WORK ORDER
Starting at the top line, return each entry word for word.

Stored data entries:
※ ※ ※
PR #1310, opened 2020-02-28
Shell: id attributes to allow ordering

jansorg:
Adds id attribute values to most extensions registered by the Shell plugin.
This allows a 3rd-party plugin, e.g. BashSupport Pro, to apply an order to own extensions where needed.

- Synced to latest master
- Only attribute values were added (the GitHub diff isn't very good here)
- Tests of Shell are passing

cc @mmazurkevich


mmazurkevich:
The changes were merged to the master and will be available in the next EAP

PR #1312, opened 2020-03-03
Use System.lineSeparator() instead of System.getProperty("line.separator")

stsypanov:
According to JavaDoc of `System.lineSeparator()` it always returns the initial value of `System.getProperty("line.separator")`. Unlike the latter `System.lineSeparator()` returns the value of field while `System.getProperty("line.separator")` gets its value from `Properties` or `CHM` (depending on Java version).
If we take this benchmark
※ ※ ※
RESPONSE TO THE EXERCISE
PR #1310, opened 2020-02-28
Shell: id attributes to allow ordering

jansorg:
Adds id attribute values to most extensions registered by the Shell plugin.
This allows a 3rd-party plugin, e.g. BashSupport Pro, to apply an order to own extensions where needed.

- Synced to latest master
- Only attribute values were added (the GitHub diff isn't very good here)
- Tests of Shell are passing

cc @mmazurkevich


mmazurkevich:
The changes were merged to the master and will be available in the next EAP

PR #1312, opened 2020-03-03
Use System.lineSeparator() instead of System.getProperty("line.separator")

stsypanov:
According to JavaDoc of `System.lineSeparator()` it always returns the initial value of `System.getProperty("line.separator")`. Unlike the latter `System.lineSeparator()` returns the value of field while `System.getProperty("line.separator")` gets its value from `Properties` or `CHM` (depending on Java version).
If we take this benchmark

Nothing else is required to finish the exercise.